** PROBLEM STATEMENT **
Every line from the first one in the listing down to the line with "PR #322, opened 2019-08-01" should be restated word for word.

** RECORD EXCERPTS **
╔══

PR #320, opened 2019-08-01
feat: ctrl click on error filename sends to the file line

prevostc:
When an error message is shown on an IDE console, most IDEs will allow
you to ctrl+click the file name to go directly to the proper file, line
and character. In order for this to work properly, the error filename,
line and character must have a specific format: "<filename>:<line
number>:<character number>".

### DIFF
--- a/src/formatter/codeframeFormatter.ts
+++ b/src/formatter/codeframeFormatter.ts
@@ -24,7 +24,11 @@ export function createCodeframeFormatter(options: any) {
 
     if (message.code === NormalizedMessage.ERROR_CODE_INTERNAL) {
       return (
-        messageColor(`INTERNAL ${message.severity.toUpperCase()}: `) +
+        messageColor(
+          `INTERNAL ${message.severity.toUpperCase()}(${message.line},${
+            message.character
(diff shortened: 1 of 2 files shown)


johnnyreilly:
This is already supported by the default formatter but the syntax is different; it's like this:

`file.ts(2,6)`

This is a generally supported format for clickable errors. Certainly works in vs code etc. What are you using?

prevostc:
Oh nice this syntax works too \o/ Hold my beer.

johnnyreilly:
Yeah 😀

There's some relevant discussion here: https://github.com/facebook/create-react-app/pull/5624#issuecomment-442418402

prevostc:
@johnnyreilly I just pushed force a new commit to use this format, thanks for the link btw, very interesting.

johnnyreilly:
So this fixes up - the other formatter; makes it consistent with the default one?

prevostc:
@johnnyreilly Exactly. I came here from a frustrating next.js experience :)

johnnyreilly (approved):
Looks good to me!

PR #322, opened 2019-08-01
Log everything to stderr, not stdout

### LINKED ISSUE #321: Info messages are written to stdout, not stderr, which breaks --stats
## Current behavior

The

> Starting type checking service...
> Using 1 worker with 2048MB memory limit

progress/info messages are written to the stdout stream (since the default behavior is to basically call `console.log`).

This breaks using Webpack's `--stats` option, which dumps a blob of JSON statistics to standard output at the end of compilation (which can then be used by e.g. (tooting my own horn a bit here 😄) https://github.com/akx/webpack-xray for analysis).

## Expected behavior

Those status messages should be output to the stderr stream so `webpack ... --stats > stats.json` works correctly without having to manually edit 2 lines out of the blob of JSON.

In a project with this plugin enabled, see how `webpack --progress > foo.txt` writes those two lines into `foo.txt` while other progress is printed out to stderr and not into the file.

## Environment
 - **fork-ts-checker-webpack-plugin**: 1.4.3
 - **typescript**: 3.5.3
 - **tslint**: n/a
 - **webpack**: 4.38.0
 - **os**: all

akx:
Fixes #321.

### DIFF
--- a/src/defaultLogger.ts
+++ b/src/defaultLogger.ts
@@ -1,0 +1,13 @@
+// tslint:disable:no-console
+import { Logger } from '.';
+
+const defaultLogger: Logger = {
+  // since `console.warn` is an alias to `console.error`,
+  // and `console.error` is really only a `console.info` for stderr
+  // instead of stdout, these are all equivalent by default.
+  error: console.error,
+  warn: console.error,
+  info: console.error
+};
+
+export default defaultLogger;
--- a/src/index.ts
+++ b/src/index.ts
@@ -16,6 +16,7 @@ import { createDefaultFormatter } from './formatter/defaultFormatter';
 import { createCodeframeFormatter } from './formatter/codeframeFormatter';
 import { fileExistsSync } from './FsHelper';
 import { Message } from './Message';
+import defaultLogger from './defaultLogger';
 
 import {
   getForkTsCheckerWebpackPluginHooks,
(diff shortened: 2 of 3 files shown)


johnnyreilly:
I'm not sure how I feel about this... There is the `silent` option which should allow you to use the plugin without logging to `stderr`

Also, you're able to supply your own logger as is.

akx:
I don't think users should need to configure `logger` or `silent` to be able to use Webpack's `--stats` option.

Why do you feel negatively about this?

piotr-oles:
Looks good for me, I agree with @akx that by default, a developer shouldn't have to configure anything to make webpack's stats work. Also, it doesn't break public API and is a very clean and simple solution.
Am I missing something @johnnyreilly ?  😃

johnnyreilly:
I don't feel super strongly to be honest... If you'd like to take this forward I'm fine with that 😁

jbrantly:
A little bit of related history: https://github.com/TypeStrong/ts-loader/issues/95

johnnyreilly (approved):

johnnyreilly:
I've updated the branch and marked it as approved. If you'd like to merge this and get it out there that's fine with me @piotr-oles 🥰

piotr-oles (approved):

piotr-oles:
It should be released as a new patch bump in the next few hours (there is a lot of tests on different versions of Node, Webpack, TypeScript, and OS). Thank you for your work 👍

╚══

** RESPONSE FOR THIS EXERCISE **
PR #320, opened 2019-08-01
feat: ctrl click on error filename sends to the file line

prevostc:
When an error message is shown on an IDE console, most IDEs will allow
you to ctrl+click the file name to go directly to the proper file, line
and character. In order for this to work properly, the error filename,
line and character must have a specific format: "<filename>:<line
number>:<character number>".

### DIFF
--- a/src/formatter/codeframeFormatter.ts
+++ b/src/formatter/codeframeFormatter.ts
@@ -24,7 +24,11 @@ export function createCodeframeFormatter(options: any) {
 
     if (message.code === NormalizedMessage.ERROR_CODE_INTERNAL) {
       return (
-        messageColor(`INTERNAL ${message.severity.toUpperCase()}: `) +
+        messageColor(
+          `INTERNAL ${message.severity.toUpperCase()}(${message.line},${
+            message.character
(diff shortened: 1 of 2 files shown)


johnnyreilly:
This is already supported by the default formatter but the syntax is different; it's like this:

`file.ts(2,6)`

This is a generally supported format for clickable errors. Certainly works in vs code etc. What are you using?

prevostc:
Oh nice this syntax works too \o/ Hold my beer.

johnnyreilly:
Yeah 😀

There's some relevant discussion here: https://github.com/facebook/create-react-app/pull/5624#issuecomment-442418402

prevostc:
@johnnyreilly I just pushed force a new commit to use this format, thanks for the link btw, very interesting.

johnnyreilly:
So this fixes up - the other formatter; makes it consistent with the default one?

prevostc:
@johnnyreilly Exactly. I came here from a frustrating next.js experience :)

johnnyreilly (approved):
Looks good to me!

PR #322, opened 2019-08-01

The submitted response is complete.